What should be noted when choosing capacitors?

What parameters should be considered when choosing electrolytic capacitors? The basic parameters of electrolytic capacitors include the following:

1) Capacitance value and allowable deviation

The capacity of electrolytic capacitors depends on the impedance under AC voltage. Therefore, with changes in operating frequency, voltage, and measurement methods, the capacitance value, i.e. the AC capacitance value.

According to the standard JISC5102, when the frequency is 120Hz, the maximum AC voltage is 0.5Vrms, and the DC bias voltage is 1.5~2.0V, it can be concluded that the capacity of aluminum electrolytic capacitors decreases with increasing frequency.

2) Rated voltage

The series value of the highest DC operating voltage that can be used for capacitors within the specified ambient temperature range is called the rated voltage. Although the rated voltage is not a measurement parameter for capacitors, it is generally stipulated that the operating voltage value should be lower than the rated voltage value due to its close relationship with capacitors. Reducing the application voltage plays an important role in improving the service life of products.

3) Loss tangent value

In communication circuits, actual capacitors must consume a small amount of useful signal power. The ratio of active power to reactive power consumed under a sinusoidal voltage of a specified frequency is called the loss angle cut, which is approximately 0.01 to 0.20, but is closely related to the type, capacity, rated voltage, temperature, and frequency of the electrolytic capacitor. Sometimes it is also expressed as a percentage.

4) Impedance

The resistance that obstructs alternating current at a specific frequency is referred to as impedance (Z). It is closely related to the capacitance and inductance values in the equivalent circuit of capacitors, as well as to ESR.
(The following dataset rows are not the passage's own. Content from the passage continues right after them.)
PR #464, opened 2026-03-02
feat: add configurable pprof bind address

### LINKED ISSUE #402: GREP: E2E Scale Test Infrastructure

Add comprehensive scale testing infrastructure for Grove operator including:
- **KWOK/Kubemark cluster setup**: Automated deployment of simulated node clusters (1000+ nodes)
- **Observability integration**: Prometheus metrics collection, pprof profiling, optional Pyroscope continuous profiling
- **Performance baseline tracking**: Store and compare metrics across versions with regression detection
- **CI integration**: Automated nightly scale tests with benchstat comparison

### Why is this needed?

Grove orchestrates complex multi-node workloads with multi-layer gang scheduling (PodGangSet → ScalingGroup → PodClique → Pods). To ensure reliable operation at scale:

1. **Validate performance characteristics**: Understand operator behavior with 100-10k+ pods
2. **Detect regressions**: Automatically track performance metrics (reconciliation latency, memory usage, throughput) across git commits
3. **Identify bottlenecks**: Profile operator under load to optimize critical code paths (cascade sync, gang coordination, topology evaluation)
4. **Build confidence**: Demonstrate Grove handles production workloads at scale before customers deploy

Ronkahn21:
#### What type of PR is this?

/kind feature

Adds a configurable `pprofBindAddress` to the operator config and Helm chart, enabling pprof profiling for scale testing. Also adds a generic `annotations` field to the Helm chart pod template to support auto-scrape by profiling systems, and a pprof service port with a Helm helper for port extraction.

Fixes #402

This is PR 1 of 3 for the scale testing infrastructure. PR 2 (#465) adds the infra-manager CLI with Pyroscope annotation injection, and a follow-up PR will migrate the e2e workflow to use the new CLI.

```release-note
NONE
```

```docs
NONE
```

### DIFF
--- a/operator/charts/templates/deployment.yaml
+++ b/operator/charts/templates/deployment.yaml
@@ -38,18 +38,6 @@ spec:
           imagePullPolicy: {{ .Values.image.pullPolicy }}
           args:
             - --config=/etc/grove-operator/config/config.yaml
-          ports:
-            - name: metrics
-              containerPort: {{ required ".Values.config.server.metrics.port" .Values.config.server.metrics.port }}
-              protocol: TCP
-            - name: webhooks
-              containerPort: {{ required ".Values.config.server.webhooks.port" .Values.config.server.webhooks.port }}
-              protocol: TCP
-            {{- if and .Values.config.debugging .Values.config.debugging.enableProfiling }}
-            - name: pprof
-              containerPort: {{ .Values.config.debugging.pprofBindPort | default 2753 }}
-              protocol: TCP
-            {{- end }}
           {{- if .Values.config.server.healthProbes.enable }}
           livenessProbe:
             httpGet:
--- a/operator/charts/templates/service.yaml
+++ b/operator/charts/templates/service.yaml
@@ -21,6 +21,6 @@ spec:
     {{- if and .Values.config.debugging .Values.config.debugging.enableProfiling }}
     - name: pprof
       protocol: TCP
-      port: {{ .Values.config.debugging.pprofBindPort | default 2753 }}
-      targetPort: {{ .Values.config.debugging.pprofBindPort | default 2753 }}
+      port: {{ .Values.config.debugging.pprofBindPort }}
+      targetPort: {{ .Values.config.debugging.pprofBindPort }}
     {{- end }}


operator/internal/controller/manager.go
```diff
@@ -113,8 +109,9 @@ func createManagerOptions(operatorCfg *configv1alpha1.OperatorConfiguration) ctr
 	}
 	if operatorCfg.Debugging != nil {
 		if operatorCfg.Debugging.EnableProfiling != nil &&
-			*operatorCfg.Debugging.EnableProfiling {
-			opts.PprofBindAddress = pprofBindAddress
+			*operatorCfg.Debugging.EnableProfiling &&
+			operatorCfg.Debugging.PprofBindAddress != nil {
+			opts.PprofBindAddress = *operatorCfg.Debugging.PprofBindAddress
```
renormalize: Nit: `ptr.Deref` simplifies the code and makes the code more readable.

```suggestion
		if ptr.Deref(operatorCfg.Debugging.EnableProfiling, false) && operatorCfg.Debugging.PprofBindAddress != nil {
			opts.PprofBindAddress = *operatorCfg.Debugging.PprofBindAddress
```

operator/charts/templates/deployment.yaml
```diff
@@ -34,6 +38,19 @@ spec:
...
             - --config=/etc/grove-operator/config/config.yaml
+          ports:
+            - name: metrics
+              containerPort: {{ required ".Values.config.server.metrics.port" .Values.config.server.metrics.port }}
+              protocol: TCP
+            - name: webhooks
+              containerPort: {{ required ".Values.config.server.webhooks.port" .Values.config.server.webhooks.port }}
+              protocol: TCP
+            {{- if and .Values.config.debugging .Values.config.debugging.enableProfiling }}
+            {{- $pprofPort := (split ":" .Values.config.debugging.pprofBindAddress)._1 | default "2753" }}
```
renormalize: I am not sure if this logic will work if an IPv6 address is passed as a parameter in the values. I see two ways we can go about fixing this:

- Make the helm template logic more sophisticated
- Split bind address into two fields: `pprofBindHost` and `pprofBindPort`

I prefer the second way. What do you think?

operator/internal/controller/manager.go
```diff
@@ -112,9 +108,11 @@ func createManagerOptions(operatorCfg *configv1alpha1.OperatorConfiguration) ctr
...
 	}
 	if operatorCfg.Debugging != nil {
-		if operatorCfg.Debugging.EnableProfiling != nil &&
-			*operatorCfg.Debugging.EnableProfiling {
-			opts.PprofBindAddress = pprofBindAddress
+		if ptr.Deref(operatorCfg.Debugging.EnableProfiling, false) && operatorCfg.Debugging.PprofBindHost != nil {
+			opts.PprofBindAddress = net.JoinHostPort(
+				*operatorCfg.Debugging.PprofBindHost,
+				strconv.Itoa(ptr.Deref(operatorCfg.Debugging.PprofBindPort, configv1alpha1.DefaultPprofBindPort)),
+			)
```
renormalize: I just realized that we do not need a `nil` check for `operatorCfg.Debugging.PprofBindHost`. The defaulters will always set this to a valid value. We do not need a `ptr.Deref(operatorCfg.Debugging.PprofBindPort, configv1alpha1.DefaultPprofBindPort)` either. The value in `operatorCfg.Debugging.PprofBindPort` will contain the passed value from the charts, or will contain the defaulted value. We can thus simplify this:


```suggestion
		if ptr.Deref(operatorCfg.Debugging.EnableProfiling, false) {
			opts.PprofBindAddress = net.JoinHostPort(
				*operatorCfg.Debugging.PprofBindHost,
				strconv.Itoa(*operatorCfg.Debugging.PprofBindPort),
			)
```

operator/api/config/v1alpha1/defaults.go
```diff
@@ -27,6 +27,9 @@ const (
 	defaultLeaderElectionResourceLock    = "leases"
 	defaultLeaderElectionResourceName    = "grove-operator-leader-election"
 	defaultWebhookServerTLSServerCertDir = "/etc/grove-operator/webhook-certs"
+	defaultPprofBindHost                 = "127.0.0.1"
+	// DefaultPprofBindPort is the default port for the pprof HTTP server.
+	DefaultPprofBindPort = 2753
```
renormalize: Due to https://github.com/ai-dynamo/grove/pull/464#discussion_r2894163872, we can make the default a private value.


```suggestion
	defaultPprofBindPort = 2753
```

operator/api/config/v1alpha1/defaults.go
```diff
@@ -122,3 +125,13 @@ func SetDefaults_PodCliqueScalingGroupControllerConfiguration(obj *PodCliqueScal
...
 	}
 }
+
+// SetDefaults_DebuggingConfiguration sets defaults for the debugging configuration.
+func SetDefaults_DebuggingConfiguration(obj *DebuggingConfiguration) {
+	if obj.PprofBindHost == nil {
+		obj.PprofBindHost = ptr.To(defaultPprofBindHost)
+	}
+	if obj.PprofBindPort == nil {
+		obj.PprofBindPort = ptr.To(DefaultPprofBindPort)
```
renormalize: https://github.com/ai-dynamo/grove/pull/464#discussion_r2894375992

renormalize (dismissed):
Added a few nits. We can merge this after they're addressed. Thanks.

operator/charts/values.yaml
```diff
@@ -23,6 +23,9 @@ resources:
 # Set of tolerations to apply to the operator deployment.
 tolerations: [ ]
 
+# Annotations to apply to the operator pod template.
+annotations: {}
```
gflarity: Using the bare name `annotations` is ambiguous — it could be interpreted as deployment-level metadata annotations.  Let's be specific:

Suggestion:
```yaml
# Annotations to apply to the operator pod template.
podAnnotations: {}
```

Note, you'll need to update `deployment.yaml` to reference `.Values.podAnnotations` accordingly.

shayasoolin (approved):

operator/charts/templates/deployment.yaml
```diff
@@ -34,6 +38,18 @@ spec:
...
+          ports:
+            - name: metrics
+              containerPort: {{ required ".Values.config.server.metrics.port" .Values.config.server.metrics.port }}
+              protocol: TCP
+            - name: webhooks
+              containerPort: {{ required ".Values.config.server.webhooks.port" .Values.config.server.webhooks.port }}
+              protocol: TCP
+            {{- if and .Values.config.debugging .Values.config.debugging.enableProfiling }}
+            - name: pprof
+              containerPort: {{ .Values.config.debugging.pprofBindPort | default 2753 }}
```
shmuel-runai: Why do we need a default here and in the code? if we need to change the default, we will need to change it in both places.
Suggest to remove it here

operator/api/config/v1alpha1/types.go
```diff
@@ -122,6 +122,15 @@ type DebuggingConfiguration struct {
 	// EnableProfiling enables profiling via host:port/debug/pprof/ endpoints.
 	// +optional
 	EnableProfiling *bool `json:"enableProfiling,omitempty"`
+	// PprofBindHost is the host/IP that the pprof HTTP server binds to.
+	// Defaults to 127.0.0.1 (loopback-only). Set to 0.0.0.0 to allow external
+	// scraping (e.g. Pyroscope). Supports IPv6 addresses (e.g. "::1").
+	// +optional
+	PprofBindHost *string `json:"pprofBindHost,omitempty"`
```
shmuel-runai, line 129: What is the benefit of making them pointers? Can't they be simple members just like in `ClientConnectionConfiguration` and others?

Ronkahn21: The defaults for these fields are non-zero values (`"127.0.0.1"` and `2753`), so using plain value types would make it impossible to distinguish "not set" from "explicitly set to the zero value". With pointers, `nil` unambiguously means "apply the default", while a non-nil pointer always reflects the user's intent — even if they set the value to `""` or `0`. This pattern is consistent with how other optional config fields with non-zero defaults are handled in the codebase (e.g., `ConcurrentSyncs *int`).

As the frequency increases, the capacitance reactance (XC) of the capacitor gradually decreases in the low-frequency range. When the frequency continues to increase to the intermediate frequency range, the reactance (XL) decreases to the ESR value. When the frequency reaches the high frequency range, the induced impedance (XL) becomes dominant, so the impedance increases with the increase of frequency.

5) Leakage current

The dielectric of capacitors has a significant hindering effect on direct current. However, due to the electrolyte being immersed in the aluminum oxide film medium, a very small current called leakage current is generated when applying voltage, re forming and repairing the oxide film. Usually, leakage current increases with temperature and voltage.

6) Ripple current and ripple voltage.

In some data, they are referred to as ripple current and ripple voltage, which means that capacitors can withstand ripple current/voltage values. When the ripple current increases, even if the ESR remains constant, the ripple voltage will double.

In other words, as the ripple voltage increases, the ripple current also increases, which is why capacitors need to have a lower ESR value. After being added to the ripple current, the equivalent series resistance (ESR) in the capacitor generates heat, which affects the service life of the capacitor. Generally speaking, ripple current is proportional to frequency, so ripple current is relatively low at low frequencies. In a circuit, the actual voltage of a capacitor must not exceed its withstand voltage value.